It is particularly encouraging that the response talks about belonging – psychological trust – and not just diversity (numbers) and inclusion (participation). And the steps are clear, with positive action, role modelling and networks all appearing in the department’s thinking. This suggests that the issue is being taken more seriously, with representatives from the Gender Networks working with the secretary of state, ministers and the new Director Diversity and Inclusion in holding action owners to account for delivery of a cross-Defence diversity and inclusion action plan. This may represent the first time there has been proper governance and a clear action plan. If so, it is very welcome – even if long overdue. But inclusion cannot apply to only part of the workforce. The trick now is for work to be broadened beyond pure gender and into other areas where Defence struggles with its approach to diversity.

Defence was explicitly replying to a report on women in the armed forces, but the notion of ‘intersectionality’ – where an individual’s social identities overlap and cause cumulative disadvantage through many or all of those identities – needs to be considered. Nothing done in the context of gender should be confined to that alone. Other Networks need to be engaged and lessons shared as Defence improves. A good starting point would be to ensure learning from the different Services and civil service is shared effectively, and the response is notable for how often good practice is identified in one Service but not at Defence level.
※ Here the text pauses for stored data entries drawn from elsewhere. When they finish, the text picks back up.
PR #12363, opened 2026-01-22
[18Cuba] Sugar cubes production logic

chrstas:
According to the rules adding now the sugar cubes production logic. Depending on the total revenue of the minor corporation sugar cubes needs to be generated and stored.

At the end of the OR the sugar cubes are emptied. The FC handling is not yet part of this PR but will be added afterwards.

## Before clicking "Create"

## Implementation Notes

I have choosen the process_dividend to trigger sugar cube production because I need the total revenue not only a single route.

### DIFF
--- a/lib/engine/game/g_18_cuba/game.rb
+++ b/lib/engine/game/g_18_cuba/game.rb
@@ -244,23 +244,18 @@ module Engine
         end
 
         def sugar_production(corporation, total_revenue)
-          return if total_revenue.zero? || !corporation.minor?
+          return if total_revenue.zero? || corporation.type != :minor
 
           sugar_cubes = case total_revenue
-                        when 0..29
-                          0
-                        when 30..79
-                          1
-                        when 80..150
-                          2
-                        else
-                          3
+                        when 0..29 then 0
+                        when 30..79 then 1
+                        when 80..150 then 2
+                        else 3
                         end
 
           @sugar_cubes[corporation] += sugar_cubes
           @log << "#{corporation.name} produces #{sugar_cubes} sugar cube(s) "\
-                  "from #{format_currency(total_revenue)} revenue "\
-                  "(total sugar cubes: #{@sugar_cubes[corporation]})."
+                  "from #{format_currency(total_revenue)} revenue."
         end
 
         def transition_to_next_round!
@@ -277,10 +272,10 @@ module Engine
 
         def or_round_finished
           # For the moment reset sugar cubes, handling for FC to be implemented later
-          return if @sugar_cubes.empty?
+          return if @sugar_cubes.values.none?(&:positive?)
 
           @sugar_cubes.clear
-          @log << 'All sugar cubes are removed at the end of the Operating Round.'
+          @log << 'All remainingsugar cubes are removed at the end of the Operating Round.'
         end
       end
     end


lib/engine/game/g_18_cuba/game.rb
```diff
@@ -236,11 +236,52 @@ def setup
...
           @unused_tiles = []
+          @sugar_cubes = Hash.new(0)
         end
 
         def init_tile_groups
           self.class::TILE_GROUPS
         end
+
+        def sugar_production(corporation, total_revenue)
+          return if total_revenue.zero? || !corporation.minor?
```
ollybh: This won't work.

Minors can be a little bit confusing: `entity.minor?` will only be true for objects of type `Minor`, which are usually defined in `MINORS`. These are companies that own trains and have a treasury but do not have a share price – the minors in 1846 work like this.

In most games with minors these are companies that own trains and have a treasury but also have a share price. 1861 and 1822 minors are examples of these. These are represented by Corporation objects, and `entity.minor?` will be false. They are generally (including here) created with a type attribute to easily identify them.

```suggestion
          return if total_revenue.zero? || corporation.type != :minor
```

lib/engine/game/g_18_cuba/game.rb
```diff
@@ -236,11 +236,52 @@ def setup
...
+                        when 80..150
+                          2
+                        else
+                          3
+                        end
+
+          @sugar_cubes[corporation] += sugar_cubes
+          @log << "#{corporation.name} produces #{sugar_cubes} sugar cube(s) "\
+                  "from #{format_currency(total_revenue)} revenue "\
+                  "(total sugar cubes: #{@sugar_cubes[corporation]})."
```
ollybh: I've not played 18Cuba, but from flicking through the rules it looks to me as though a minor company cannot start its operating turn with any sugar cubes. Or have I understood that wrong? Any cubes that are earned during a round will either be collected by a major company or taken by the Ferrocarril Central, so the minor company will start its next operating turn with zero cubes.

lib/engine/game/g_18_cuba/game.rb
```diff
@@ -236,11 +236,52 @@ def setup
...
+          sugar_cubes = case total_revenue
+                        when 0..29
+                          0
+                        when 30..79
+                          1
+                        when 80..150
+                          2
+                        else
+                          3
+                        end
```
ollybh, line 254: Feel free to ignore this suggestion, but for simple case statements like this I prefer the condensed syntax, I find it easier to read with less white space.
```suggestion
          sugar_cubes = case total_revenue
                        when 0..29 then 0
                        when 30..79 then 1
                        when 80..150 then 2
                        else 3
                        end
```

lib/engine/game/g_18_cuba/game.rb
```diff
@@ -236,11 +236,52 @@ def setup
...
+        def finish_round!
+          case @round
+          when Round::Operating
+            or_round_finished
+          end
+        end
+
+        def or_round_finished
+          # For the moment reset sugar cubes, handling for FC to be implemented later
+          return if @sugar_cubes.empty?
```
ollybh: I'm going to quibble over temporary code, so this suggestion can also be ignored.

The hash will only be empty if no minor companies have operated in the operating round. You could have a situation where there are minor companies which have operated but there are no sugar cubes left, either because none were earned or they were all taken by major companies.

To avoid printing the cube removal message in this case:
```suggestion
          return if @sugar_cubes.values.none?(&:positive?)
```

chrstas:
closing it to create a new clean PR (https://github.com/tobymao/18xx/pull/12364), 
the rebase let into commits which are not part of the PR. Assume sequence of my rebase was the problem and it does not look clean.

Overall, there are signs that Defence is taking diversity, inclusion and belonging seriously, but that has been said before. The HCDC and others need to monitor this closely, helped by the department’s commitments to greater capturing of data and – it is hoped – transparency, to ensure not only that the actions are delivered quickly, but that in doing so, the outcomes are achieved. Female personnel, and other Service personnel suffering from discrimination, harassment and sometimes horrific abuse, deserve nothing less.

The views expressed in this Commentary are the author’s, and do not represent those of RUSI or any other institution.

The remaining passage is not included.